(Dataset excerpts)
------------------------------------
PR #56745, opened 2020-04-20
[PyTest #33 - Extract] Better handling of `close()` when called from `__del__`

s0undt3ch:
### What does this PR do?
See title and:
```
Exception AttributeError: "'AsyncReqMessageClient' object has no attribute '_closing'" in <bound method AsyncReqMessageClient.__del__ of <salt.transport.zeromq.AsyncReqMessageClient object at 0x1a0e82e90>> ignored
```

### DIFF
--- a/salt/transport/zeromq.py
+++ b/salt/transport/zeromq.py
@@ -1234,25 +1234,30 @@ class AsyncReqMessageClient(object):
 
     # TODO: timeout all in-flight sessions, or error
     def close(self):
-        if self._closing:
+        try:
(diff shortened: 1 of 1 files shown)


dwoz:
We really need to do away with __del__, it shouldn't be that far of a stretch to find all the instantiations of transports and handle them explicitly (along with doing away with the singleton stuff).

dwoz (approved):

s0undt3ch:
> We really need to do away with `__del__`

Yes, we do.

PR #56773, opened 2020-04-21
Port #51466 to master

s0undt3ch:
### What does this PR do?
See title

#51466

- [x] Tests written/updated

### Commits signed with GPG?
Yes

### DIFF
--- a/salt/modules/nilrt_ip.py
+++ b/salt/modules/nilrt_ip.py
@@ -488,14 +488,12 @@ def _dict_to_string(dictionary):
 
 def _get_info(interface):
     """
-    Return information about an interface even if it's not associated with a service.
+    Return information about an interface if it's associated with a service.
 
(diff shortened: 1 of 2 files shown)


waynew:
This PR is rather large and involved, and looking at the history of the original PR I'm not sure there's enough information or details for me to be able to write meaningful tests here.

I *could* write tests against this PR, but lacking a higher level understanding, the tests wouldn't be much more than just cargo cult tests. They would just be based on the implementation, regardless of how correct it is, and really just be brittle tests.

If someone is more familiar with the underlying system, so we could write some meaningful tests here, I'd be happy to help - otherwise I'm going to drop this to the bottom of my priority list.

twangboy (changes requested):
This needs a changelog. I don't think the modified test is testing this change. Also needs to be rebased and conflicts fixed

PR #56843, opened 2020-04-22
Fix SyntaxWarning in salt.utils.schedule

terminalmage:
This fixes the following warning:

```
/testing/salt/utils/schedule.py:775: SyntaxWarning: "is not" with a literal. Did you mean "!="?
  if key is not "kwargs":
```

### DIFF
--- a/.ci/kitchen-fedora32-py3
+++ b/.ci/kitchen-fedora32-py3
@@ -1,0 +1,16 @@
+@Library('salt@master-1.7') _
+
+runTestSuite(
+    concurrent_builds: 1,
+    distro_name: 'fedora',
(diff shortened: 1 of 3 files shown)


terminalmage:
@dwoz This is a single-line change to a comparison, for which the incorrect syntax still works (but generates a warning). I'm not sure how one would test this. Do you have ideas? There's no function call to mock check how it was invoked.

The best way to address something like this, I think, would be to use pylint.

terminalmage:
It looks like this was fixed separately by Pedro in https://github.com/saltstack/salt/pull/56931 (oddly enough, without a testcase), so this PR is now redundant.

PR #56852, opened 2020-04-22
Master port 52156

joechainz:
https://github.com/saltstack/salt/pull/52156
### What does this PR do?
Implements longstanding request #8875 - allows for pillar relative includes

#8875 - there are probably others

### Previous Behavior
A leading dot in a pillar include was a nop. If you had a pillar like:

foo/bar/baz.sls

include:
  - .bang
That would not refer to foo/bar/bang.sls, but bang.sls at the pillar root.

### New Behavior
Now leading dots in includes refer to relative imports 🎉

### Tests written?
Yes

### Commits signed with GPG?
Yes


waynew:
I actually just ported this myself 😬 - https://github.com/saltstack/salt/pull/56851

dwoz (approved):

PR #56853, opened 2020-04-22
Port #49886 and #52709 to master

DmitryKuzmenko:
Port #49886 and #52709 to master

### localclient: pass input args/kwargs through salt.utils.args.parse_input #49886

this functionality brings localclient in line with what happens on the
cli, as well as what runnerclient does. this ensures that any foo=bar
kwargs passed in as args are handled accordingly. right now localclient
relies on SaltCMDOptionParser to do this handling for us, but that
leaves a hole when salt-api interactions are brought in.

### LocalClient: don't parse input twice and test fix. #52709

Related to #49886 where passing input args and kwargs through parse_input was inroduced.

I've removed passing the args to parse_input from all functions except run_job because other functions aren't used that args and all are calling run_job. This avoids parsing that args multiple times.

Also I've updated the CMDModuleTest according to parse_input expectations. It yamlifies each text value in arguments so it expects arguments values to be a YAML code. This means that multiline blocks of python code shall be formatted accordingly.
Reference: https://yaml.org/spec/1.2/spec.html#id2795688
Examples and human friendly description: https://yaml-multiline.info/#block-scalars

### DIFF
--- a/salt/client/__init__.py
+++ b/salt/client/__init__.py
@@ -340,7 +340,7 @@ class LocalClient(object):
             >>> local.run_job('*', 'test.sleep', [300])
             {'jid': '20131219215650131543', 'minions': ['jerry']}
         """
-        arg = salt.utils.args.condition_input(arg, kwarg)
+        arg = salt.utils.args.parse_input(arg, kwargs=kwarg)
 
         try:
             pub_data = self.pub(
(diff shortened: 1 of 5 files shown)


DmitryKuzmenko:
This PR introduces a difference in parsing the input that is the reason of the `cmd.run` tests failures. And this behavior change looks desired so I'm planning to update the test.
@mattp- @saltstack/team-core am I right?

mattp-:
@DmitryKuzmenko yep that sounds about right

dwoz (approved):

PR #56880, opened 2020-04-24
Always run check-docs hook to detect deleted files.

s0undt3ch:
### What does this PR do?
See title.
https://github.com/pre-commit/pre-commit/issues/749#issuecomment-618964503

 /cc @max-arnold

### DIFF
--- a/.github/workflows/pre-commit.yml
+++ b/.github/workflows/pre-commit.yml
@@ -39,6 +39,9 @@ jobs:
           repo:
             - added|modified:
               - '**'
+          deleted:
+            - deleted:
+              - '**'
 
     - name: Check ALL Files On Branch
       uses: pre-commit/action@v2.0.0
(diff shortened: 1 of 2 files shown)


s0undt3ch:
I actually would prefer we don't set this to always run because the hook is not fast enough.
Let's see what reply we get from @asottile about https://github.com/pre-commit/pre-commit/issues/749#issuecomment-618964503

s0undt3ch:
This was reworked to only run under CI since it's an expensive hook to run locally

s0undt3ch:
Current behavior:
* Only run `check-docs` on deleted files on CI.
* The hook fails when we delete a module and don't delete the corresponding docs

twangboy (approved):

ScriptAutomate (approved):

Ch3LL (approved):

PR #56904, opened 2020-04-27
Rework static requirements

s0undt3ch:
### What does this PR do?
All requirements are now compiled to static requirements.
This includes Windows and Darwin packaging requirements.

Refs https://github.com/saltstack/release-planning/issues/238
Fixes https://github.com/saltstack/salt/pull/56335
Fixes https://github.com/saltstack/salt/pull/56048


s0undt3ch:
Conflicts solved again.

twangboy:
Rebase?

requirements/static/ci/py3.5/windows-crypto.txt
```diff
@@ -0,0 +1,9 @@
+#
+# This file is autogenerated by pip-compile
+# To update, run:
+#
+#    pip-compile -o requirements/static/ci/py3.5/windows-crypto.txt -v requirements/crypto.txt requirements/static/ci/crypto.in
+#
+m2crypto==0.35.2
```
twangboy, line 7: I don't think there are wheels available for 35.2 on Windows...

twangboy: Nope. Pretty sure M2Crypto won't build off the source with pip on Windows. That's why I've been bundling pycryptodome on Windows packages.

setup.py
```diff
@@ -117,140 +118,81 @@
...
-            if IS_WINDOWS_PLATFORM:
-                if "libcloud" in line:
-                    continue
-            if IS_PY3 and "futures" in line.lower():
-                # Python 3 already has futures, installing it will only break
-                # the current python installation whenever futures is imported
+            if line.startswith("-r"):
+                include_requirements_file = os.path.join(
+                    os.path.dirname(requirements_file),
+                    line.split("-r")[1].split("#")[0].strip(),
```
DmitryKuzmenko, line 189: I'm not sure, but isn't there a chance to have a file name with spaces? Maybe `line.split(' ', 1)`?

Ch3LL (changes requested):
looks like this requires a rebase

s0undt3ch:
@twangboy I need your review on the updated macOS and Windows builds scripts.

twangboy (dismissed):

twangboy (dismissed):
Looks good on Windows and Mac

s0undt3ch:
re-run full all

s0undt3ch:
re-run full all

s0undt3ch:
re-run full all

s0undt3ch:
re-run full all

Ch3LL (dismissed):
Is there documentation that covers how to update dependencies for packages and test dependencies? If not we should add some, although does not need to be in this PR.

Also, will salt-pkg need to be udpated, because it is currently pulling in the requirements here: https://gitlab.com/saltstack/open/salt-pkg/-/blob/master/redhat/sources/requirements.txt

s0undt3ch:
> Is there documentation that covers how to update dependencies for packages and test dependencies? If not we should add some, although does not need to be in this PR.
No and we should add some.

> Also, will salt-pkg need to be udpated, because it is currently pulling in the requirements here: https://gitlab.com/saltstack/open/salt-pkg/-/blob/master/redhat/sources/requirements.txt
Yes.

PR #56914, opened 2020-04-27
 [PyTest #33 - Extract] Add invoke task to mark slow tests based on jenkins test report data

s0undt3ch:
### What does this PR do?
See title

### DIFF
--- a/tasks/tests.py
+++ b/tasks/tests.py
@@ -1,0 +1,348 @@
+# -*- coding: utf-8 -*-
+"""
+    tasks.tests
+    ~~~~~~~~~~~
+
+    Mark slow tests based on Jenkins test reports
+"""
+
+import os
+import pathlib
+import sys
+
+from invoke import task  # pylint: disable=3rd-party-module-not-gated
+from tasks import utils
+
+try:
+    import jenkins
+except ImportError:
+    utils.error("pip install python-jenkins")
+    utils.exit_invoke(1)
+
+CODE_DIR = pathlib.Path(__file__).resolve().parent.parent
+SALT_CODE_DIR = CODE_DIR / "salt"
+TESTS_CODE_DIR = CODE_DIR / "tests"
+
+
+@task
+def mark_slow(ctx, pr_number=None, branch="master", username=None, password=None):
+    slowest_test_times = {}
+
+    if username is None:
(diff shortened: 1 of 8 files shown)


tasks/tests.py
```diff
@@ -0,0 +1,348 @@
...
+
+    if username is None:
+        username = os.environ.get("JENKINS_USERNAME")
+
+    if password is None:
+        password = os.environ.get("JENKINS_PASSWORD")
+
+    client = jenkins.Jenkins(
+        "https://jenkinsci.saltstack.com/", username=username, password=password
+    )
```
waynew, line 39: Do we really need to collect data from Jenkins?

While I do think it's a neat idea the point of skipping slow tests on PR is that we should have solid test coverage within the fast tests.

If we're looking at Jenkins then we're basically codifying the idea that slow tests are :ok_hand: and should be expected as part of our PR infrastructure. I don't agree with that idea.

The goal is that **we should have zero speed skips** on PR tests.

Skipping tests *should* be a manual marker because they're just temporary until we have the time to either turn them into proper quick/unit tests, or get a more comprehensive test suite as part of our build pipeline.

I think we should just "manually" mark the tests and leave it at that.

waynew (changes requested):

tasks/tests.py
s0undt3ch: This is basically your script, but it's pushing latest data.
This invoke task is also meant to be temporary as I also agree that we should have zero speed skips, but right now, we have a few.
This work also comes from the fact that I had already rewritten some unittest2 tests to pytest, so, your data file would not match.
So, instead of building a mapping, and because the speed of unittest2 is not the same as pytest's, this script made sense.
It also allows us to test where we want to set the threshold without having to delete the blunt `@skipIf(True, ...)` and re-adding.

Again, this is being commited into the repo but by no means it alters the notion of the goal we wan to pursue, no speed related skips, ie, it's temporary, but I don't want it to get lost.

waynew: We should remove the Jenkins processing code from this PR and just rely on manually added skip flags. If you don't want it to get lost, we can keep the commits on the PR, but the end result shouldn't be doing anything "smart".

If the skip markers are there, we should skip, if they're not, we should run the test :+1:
------------------------------------
If a line comes after the one that contains "This PR is rather", leave it out; return every line of the entries up to that point exactly, starting with the first, with that line included.

■ Exercise response
PR #56745, opened 2020-04-20
[PyTest #33 - Extract] Better handling of `close()` when called from `__del__`

s0undt3ch:
### What does this PR do?
See title and:
```
Exception AttributeError: "'AsyncReqMessageClient' object has no attribute '_closing'" in <bound method AsyncReqMessageClient.__del__ of <salt.transport.zeromq.AsyncReqMessageClient object at 0x1a0e82e90>> ignored
```

### DIFF
--- a/salt/transport/zeromq.py
+++ b/salt/transport/zeromq.py
@@ -1234,25 +1234,30 @@ class AsyncReqMessageClient(object):
 
     # TODO: timeout all in-flight sessions, or error
     def close(self):
-        if self._closing:
+        try:
(diff shortened: 1 of 1 files shown)


dwoz:
We really need to do away with __del__, it shouldn't be that far of a stretch to find all the instantiations of transports and handle them explicitly (along with doing away with the singleton stuff).

dwoz (approved):

s0undt3ch:
> We really need to do away with `__del__`

Yes, we do.

PR #56773, opened 2020-04-21
Port #51466 to master

s0undt3ch:
### What does this PR do?
See title

#51466

- [x] Tests written/updated

### Commits signed with GPG?
Yes

### DIFF
--- a/salt/modules/nilrt_ip.py
+++ b/salt/modules/nilrt_ip.py
@@ -488,14 +488,12 @@ def _dict_to_string(dictionary):
 
 def _get_info(interface):
     """
-    Return information about an interface even if it's not associated with a service.
+    Return information about an interface if it's associated with a service.
 
(diff shortened: 1 of 2 files shown)


waynew:
This PR is rather large and involved, and looking at the history of the original PR I'm not sure there's enough information or details for me to be able to write meaningful tests here.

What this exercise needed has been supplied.